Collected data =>
****************************************

PR #442, opened 2024-09-28
Say users can say whether pieces of information are sensitive.

jyasskin:
***
<a href="https://pr-preview.s3.amazonaws.com/jyasskin/privacy-principles/pull/442.html" title="Last updated on Sep 28, 2024, 3:38 AM UTC (c7a41f0)">Preview</a> | <a href="https://pr-preview.s3.amazonaws.com/w3ctag/privacy-principles/442/0889270...jyasskin:c7a41f0.html" title="Last updated on Sep 28, 2024, 3:38 AM UTC (c7a41f0)">Diff</a>

### DIFF
--- a/index.html
+++ b/index.html
@@ -1515,7 +1515,10 @@ For example:
 * [Whether they are using assistive technology.](https://w3ctag.github.io/design-principles/#do-not-expose-use-of-assistive-tech)
 
 A particular piece of information may have different sensitivity for different
-people. People can become vulnerable if sensitive information about them is,
+people. This implies that individual people should be able to adjust whether each
+piece of information about them should be treated as sensitive.
+
+People can become vulnerable if sensitive information about them is,
 or is likely to be, exposed; see [[[#vulnerability]]].
 
 <aside class="example">


index.html
```diff
@@ -1515,7 +1515,10 @@
 * [Whether they are using assistive technology.](https://w3ctag.github.io/design-principles/#do-not-expose-use-of-assistive-tech)
 
 A particular piece of information may have different sensitivity for different
-people. People can become vulnerable if sensitive information about them is,
+people. This implies that individual people should be able to adjust whether each
+piece of information about them should be treated as sensitive.
```
martinthomson, line 1519: This implies privacy labor.  Is that what you really want?

pes10k:
Just following up on our discussion from the call. My 2c is still that no new text is needed, and that the document would be strongest with no changes (in this regard).

However, I said if we were going to make a change, I thought using the font enumeration/fingerprinting trade off as an example block would be a better change than the current PR text. But my preference is still no change is best. 

@dmarti I remember you also had thoughts on this. Can you remind me, what your thoughts and preferences were (PR text vs no changes vs font fingerprinting as an example vs other text)?

dmarti:
@pes10k I think there's a difference between

 * people should be able to share information deliberately
 
  * people should be able to classify information as non-sensitive
  
I would prefer no changes -- if a UA wants to add a sharing control that's a lot more understandable than some kind of sensitive/non-sensitive classifier (that you would have to go back to and re-check every time ML learned to infer sensitive qualities from non-sensitive user data anyway)

pes10k:
okie dokie, if we're at 2-for-2 for no changes, @jyasskin, it might be best to assign someone else. Or if theres no consensus for new text, maybe we just leave the document as is an the council can consider. WDYT?

jyasskin:
I think we should say there's no consensus among the task force to make a chance, and let the council have at it. Thanks for putting your opinions here as input for the council.

jyasskin:

PR #444, opened 2024-10-23
Add that ancillary APIs aren't _directly_ needed for the user's immediate goals.

jyasskin:
***
<a href="https://pr-preview.s3.amazonaws.com/jyasskin/privacy-principles/pull/444.html" title="Last updated on Oct 23, 2024, 4:48 PM UTC (c804a3e)">Preview</a> | <a href="https://pr-preview.s3.amazonaws.com/w3ctag/privacy-principles/444/4337d7b...jyasskin:c804a3e.html" title="Last updated on Oct 23, 2024, 4:48 PM UTC (c804a3e)">Diff</a>

### DIFF
--- a/index.html
+++ b/index.html
@@ -1309,7 +1309,7 @@ the data exposed, is to autogenerate a new email address for each context.
 
 ### Ancillary uses
 
-[=Sites=] sometimes use data in ways that aren't needed for the user's immediate
+[=Sites=] sometimes use data in ways that aren't directly needed for the user's immediate
 goals. For example, they might bill advertisers, measure site performance, or
 tell developers about bugs. These uses are known as <dfn data-lt="ancillary
 use">ancillary uses</dfn>.


torgo:
This seems redundant since we already talk about "immediate" goals.

martinthomson:
To @torgo's point, I think that the word "directly" is a fine addition, but it might be a better substitute for "immediate".

There are a lot of debates in some groups about indirect benefits and that is where I think that the discussion in this section is addressing that as much as it is about triaging between different goals that a user might have.

Focus on "immediate" says that there is an obvious goal and other goals are secondary.  That carries the risk that your inferences about user motives are wrong.  Maybe someone is doing something because they are aware of the side effects and seek those.

Focus on "direct" implies that those indirect benefits a user might realize from data use (the site can bill advertisers, therefore the site continues to provide whatever service in the future) is key.  I tend to think that this aspect of the discussion is more important in this consideration than questions about user motive and goals, because it separates out the question of intent (which is important) from the question of benefit.

That's a potentially controversial position to take because immediacy is one of the best ways we have of inferring *consent* for use.  So reducing emphasis on that as a means of interpreting user intent weakens any claims a site might have about these ancillary uses.  However, my perspective here is that these questions are tied up in how much you believe consent to be the overriding consideration, as opposed to a focus on effect, specifically end-user benefit.

Both factors are important.  This isn't a simple argument for replacement.  So I have no concern with including both, but I do prefer shifting the emphasis to direct user benefit over indirect.  Similarly, shifting emphasis away from consent (and inference of intent) also seems like a good move.

...that's a lot to write in a PR review for a one word change... ¯\\\_(ツ)\_/¯

csarven:
My reading of the text is that adding "directly" may blur the line between present intent and long-term or indirect benefits. Since the existing distinction is clear, its absence does not create ambiguity.

jyasskin:
Closing now that the [AC review for the changes](https://www.w3.org/wbs/33280/PPrinciplesChanges/results/) is finished, and we didn't get any objections to this wording.

PR #436, opened 2024-09-25
Discuss sites that users pay for with data.

jyasskin:
Fixes #189.

***
<a href="https://pr-preview.s3.amazonaws.com/jyasskin/privacy-principles/pull/436.html" title="Last updated on Oct 23, 2024, 4:42 PM UTC (48a21c9)">Preview</a> | <a href="https://pr-preview.s3.amazonaws.com/w3ctag/privacy-principles/436/4337d7b...jyasskin:48a21c9.html" title="Last updated on Oct 23, 2024, 4:42 PM UTC (48a21c9)">Diff</a>

Issue #431, opened 2024-09-23
Address the longer Formal Objection


jyasskin:
The objection is in https://lists.w3.org/Archives/Public/public-review-comments/2024Sep/0013.html. The whole thing is quoted here, with [a task list](https://docs.github.com/en/get-started/writing-on-github/working-with-advanced-formatting/about-task-lists) of PRs that address parts of the objection. Not all of the objection was solvable (which is noted inline), and it's possible not all of these PRs will be accepted.

> We appreciate W3C's initiative in creating the Privacy Principles 
> document aimed at securing user privacy on the web. However, we believe 
> several key aspects of this document require revision to avoid 
> unintended consequences . While the goal of enhancing user privacy is 
> critical, the current draft contains overly broad language, fails to 
> account for the practical realities of content monetization, compromises 
> user choice, and overreaches into regulatory territory. These issues 
> could stifle innovation, compromise the open web, and unfairly impact 
> sectors like advertising, which not only funds the majority of free 
> content but also delivers value to users by making web experiences more 
> relevant and accessible. A careful balance between privacy protections 
> and data availability is essential to ensure that users continue to 
> benefit from personalized and valuable content while their privacy is 
> respected.
> 
> 1. Overly Broad Language and Ambiguity
> The Privacy Principles document is excessively long and complex, making 
> it difficult to understand, implement, and enforce.

- [x] https://github.com/w3ctag/privacy-principles/pull/443 This won't resolve this part of the objection, but it'll improve the situation.

> Principles should be 
> concise and straightforward to avoid contradictions and loopholes. When 
> guidelines are too detailed, they become prone to misinterpretation, 
> which can lead to inconsistent application and enforcement. Clear, short 
> principles ensure that they are widely understood and easily adopted by 
> all stakeholders, fostering more effective compliance across the web 
> ecosystem.
>
> One of the most pressing concerns is the document’s use of overly broad 
> language. Terms like “true intent”, “true preferences” (section 2.12) 

- [x] https://github.com/w3ctag/privacy-principles/pull/432; We had discussed a change to use "... and not to bias the choice.", but the task force only agreed with removing the word "true".

The "true preferences" sentence doesn't need to be reworded because it's not in the principle itself.

> and “enforcement mechanisms” (section 2) are not well defined, leading 
> to potential misinterpretation.

- [x] https://github.com/w3ctag/privacy-principles/pull/433

> Such vagueness allows for subjective 
[...]

PR #451, opened 2024-11-14
Remove the endorsement of exchanging personal data for content.

jyasskin:
This reverts #436 and commit 254a8d0dbf553563c5b9f7c01d4cc606a5ce6851. Some folks on the TAG objected to the change.

***
<a href="https://pr-preview.s3.amazonaws.com/jyasskin/privacy-principles/pull/451.html" title="Last updated on Nov 14, 2024, 6:30 PM UTC (10afc18)">Preview</a> | <a href="https://pr-preview.s3.amazonaws.com/w3ctag/privacy-principles/451/48e1a5f...jyasskin:10afc18.html" title="Last updated on Nov 14, 2024, 6:30 PM UTC (10afc18)">Diff</a>

### DIFF
--- a/index.html
+++ b/index.html
@@ -2097,11 +2097,6 @@ allowed to do so without the [=actor=] retaliating, for instance by artificially
 unrelated feature, by decreasing the quality of the service, or by trying to cajole, badger, or
 trick the [=person=] into opting back into the [=processing=].
 
-Note that because data is valuable, some sites offer an informed, free, and fair exchange of
-appropriate user information for original content that the site created or paid for the creation of.
-If a user chooses not to participate in such an exchange, denying them access to the site is not
-retaliation.
-
 ## Support Choosing Which Information to Present {#support-choosing-info}
 
 <div class="practice" data-audiences="user-agents">


martinthomson (approved):

hober (approved):
I'm not sure if simply removing the text is the best approach, but I don't have alternative text to suggest. I can live with this change.

thegreatfatzby:
Hey @jyasskin I haven't been able to participate in this forum as much as I'd like so sorry if this is me wandering in out of my element...is the object to this language a) that it belongs somewhere but just not here (like maybe it belongs in a Private Advertising Tech group but not the Privacy <no modifier> Group) or b) a more foundational objection?

torgo (approved):
yes. re-reviewing this I'm not sure how this got in here in the first place. :/

dmarti:
@torgo This was a modified version of a general suggestion from the formal objection ( https://github.com/w3ctag/privacy-principles/issues/431 https://github.com/w3ctag/privacy-principles/pull/436 ) 

I tried to split out the really problematic case (where the power relationship between the user and the site does not allow for a meaningful choice to share data) from the case that is more like a subscription or paid download, but at a price of zero.

jyasskin:
@thegreatfatzby If I understand it correctly, it's a more foundational objection, wondering whether data access is so abusable that it should never be a valid thing to trade for access. I think we might be able to agree on _something_ on this topic in a future version of this document, and if the objector wants to insist on this, the Council could always agree to reinstate this wording. As you suggest, it might be productive for an advertising group to propose the next iteration of wording, with an argument that the privacy impacts are reasonable.

Seeing general consensus from the TAG, and remembering the sense that the task force would probably not have added this if I hadn't argued in favor of it, I'm going to merge this.

PR #457, opened 2025-02-13
Clarify what we mean by “ancillary”

fantasai:
The word “ancillary” is fairly obscure even for native English speakers, and many dictionaries do not even provide a definition that conveys the intended meaning as understood by those who chose it. These changes make the intended meaning easier for readers to pick up from context, and addresses the FO on this point raised during AC Review.

Relates to https://github.com/w3ctag/privacy-principles/issues/431

***
<a href="https://pr-preview.s3.amazonaws.com/fantasai/privacy-principles/pull/457.html" title="Last updated on Feb 14, 2025, 12:25 AM UTC (36238b4)">Preview</a> | <a href="https://pr-preview.s3.amazonaws.com/w3ctag/privacy-principles/457/5206db9...fantasai:36238b4.html" title="Last updated on Feb 14, 2025, 12:25 AM UTC (36238b4)">Diff</a>

### DIFF
--- a/index.html
+++ b/index.html
@@ -1292,10 +1292,11 @@ the data exposed, is to autogenerate a new email address for each context.
 
 ### Ancillary uses
 
-[=Sites=] sometimes use data in ways that aren't needed for the user's immediate
+[=Sites=] sometimes use data in ways that aren't needed for the user's primary
 goals. For example, they might bill advertisers, measure site performance, or
-tell developers about bugs. These uses are known as <dfn data-lt="ancillary
-use">ancillary uses</dfn>.
+tell developers about bugs. These uses, which provide indirect support for,
+but are not inherent in, the user's primary goals, are known as
+<dfn data-lt="ancillary use">ancillary uses</dfn>.
 
 [=Sites=] can get the data they want for [=ancillary uses=] from a variety of places:
 


index.html
```diff
@@ -1292,10 +1292,11 @@
...
 ### Ancillary uses
 
-[=Sites=] sometimes use data in ways that aren't needed for the user's immediate
+[=Sites=] sometimes use data in ways that aren't needed for the user's primary
 goals. For example, they might bill advertisers, measure site performance, or
-tell developers about bugs. These uses are known as <dfn data-lt="ancillary
-use">ancillary uses</dfn>.
+tell developers about bugs. These uses, which provide indirect support for,
+but are not inherent in, the user's primary goals, are known as
+<dfn data-lt="ancillary use">ancillary uses</dfn>.
```
fantasai, line 1300: FWIW, I debated between “inherent in” and “fundamental to” here. The former seems more accurate to the point, the second reads a little more comfortably to me. I suspect either one could work.

fantasai:
Fwiw, I debated between “inherent in” and “fundamental to”, and settled on the first one because it's slightly more accurate even though it reads a bit less comfortably to me. I suspect either could work.

jyasskin (approved):

rinchen:
The wording changes look good on my end. Thank you.

index.html
```diff
@@ -1292,10 +1292,11 @@
 
 ### Ancillary uses
 
-[=Sites=] sometimes use data in ways that aren't needed for the user's immediate
+[=Sites=] sometimes use data in ways that aren't needed for the user's primary
 goals. For example, they might bill advertisers, measure site performance, or
-tell developers about bugs. These uses are known as <dfn data-lt="ancillary
-use">ancillary uses</dfn>.
+tell developers about bugs. These uses, which provide indirect support for,
```
pes10k, line 1297: I'd prefer

```
These uses might provide indirect support for the user's primary goals, and are known as
<dfn data-lt="ancillary use">ancillary uses</dfn>.
```

I appreciate this might seem a very minor change, but one major concern around "ancillary data" is that the user agent is sharing a bunch of information about the user and user's behavior with site, without anyway of knowing whether its in the user's interest.

fantasai: We could add modifiers like can/might/may/often to "provide" if the intention is that "ancillary" should cover uses that don't support the user's goals at all, even indirectly; but I think the current sentence structure does a better job of actually clarifying what we mean by "ancillary" for two reasons: it connects up the term more directly with the defining phrase, and it contrasts the ancillary uses with essential uses to clarify the relationship between the two categories.

index.html
```diff
@@ -1292,10 +1292,11 @@
...
+but are not inherent in, the user's primary goals, are known as
```
martinthomson, line 1298:
```suggestion

```

index.html
```diff
@@ -1292,10 +1292,11 @@
...
+<dfn data-lt="ancillary use">ancillary uses</dfn>.
```
martinthomson, line 1299: (Apologies for the aborted comment, operator error.)

I agree with @pes10k, but might go further:

```suggestion
tell developers about bugs.

An <dfn>ancillary use</dfn> is any case where [=data processing=]
provides direct benefit to [=actors=]
other than the [=person=] who is the subject of that [=data=].
Ancillary uses of [=personal data=] might benefit to [=people=],
but any benefit is indirect.
For example, being able to charge advertisers provides benefit in that
the site can sustain its business and remain available for future interactions,
but this benefit is primarily realized by business owners.
```

fantasai: Conducting a sales transaction on a website benefits the seller as well as benefiting me. It therefore qualifies as an "ancillary use" of a shopping website under your definition, but I don't think that's what you mean.

martinthomson: I see your point, but would suggest that the addition of the word "only" addresses that concern.

hober (approved):
If @martinthomson's suggested change is also incorporated, this looks good to me.

index.html
fantasai: Ok, well if you're going with this alternate proposal, there are a couple other problems:
1. The paragraph does not connect with the previous paragraph, which is something I tried to ensure with my wording.
2. "Ancillary uses of [=personal data=] might benefit to [=people=]," is ungrammatical and also unclear. What people?

tprieur:
Hi all, This new version looks good to me, thanks !

index.html
martinthomson, line 1297:
```suggestion
tell developers about bugs. These [=ancillary uses=], which provide indirect support for,
```

If you need a connection between paragraphs, this might do the job.

fantasai: You're removing that sentence in your suggested changes, though, so you can't add markup to it.

martinthomson: Oh, that's right, Let me try again.

fantasai (commented):
Heya @martinthomson @hober @pes10k @tprieur ... I wanted to get some clarity on what you all are approving of. For example

- @hober's comment approves of this PR, but only with the addition of Martin's [changes](https://github.com/w3ctag/privacy-principles/pull/457#discussion_r1967032791)... Except Martin's changes basically replace the entire PR with different text so they can't be “also incorporated”. They can only be adopted _instead_ of this PR.
- @martinthomson is trying to address my comment about a poor paragraph transition in [his proposed changes](https://github.com/w3ctag/privacy-principles/pull/457#discussion_r1967032791) by [suggesting a change to my proposed text](https://github.com/w3ctag/privacy-principles/pull/457/files#r1986603662) ... which his proposed changes elide entirely.
- @tprieur approved this PR... but it's unclear what he thinks of Martin's alternative text.

Can we untangle this conversation somehow? CC @jyasskin

martinthomson:
That point about replacing removed text has been addressed with some bridging text in the latest suggestion.  I think that the main question is about @tprieur's disposition toward the original vs. the amendment as both @hober and @pes10k seem to prefer the text I suggested.

index.html
fantasai: It still reads very uncomfortably. Would you consider `s/[=people=]/that [=person=]/`?

And also `s/by business owners/by the site's owners/`.

Because you're mixing up the general and the specific throughout this paragraph and it's awkward.

martinthomson: You know, this might be easier with a new pull request, given how far down the rabbit hole we seem to be.  I've opened https://github.com/w3ctag/privacy-principles/pull/459 where you can make suggestions more directly.

martinthomson:
Just to repeat a comment: I've opened #459 so that we can talk about the alternative text.

jyasskin:
Closing now that the [AC review for the changes](https://www.w3.org/wbs/33280/PPrinciplesChanges/results/) is finished, and we didn't get any objections to this wording.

****************************************

YOUR OBJECTIVE => Return exactly the lines above from the line that has "That point about" through the line that has "Because you're mixing", inclusive, and nothing else.

ANSWER FOR THIS EXERCISE =>
That point about replacing removed text has been addressed with some bridging text in the latest suggestion.  I think that the main question is about @tprieur's disposition toward the original vs. the amendment as both @hober and @pes10k seem to prefer the text I suggested.

index.html
fantasai: It still reads very uncomfortably. Would you consider `s/[=people=]/that [=person=]/`?

And also `s/by business owners/by the site's owners/`.

Because you're mixing up the general and the specific throughout this paragraph and it's awkward.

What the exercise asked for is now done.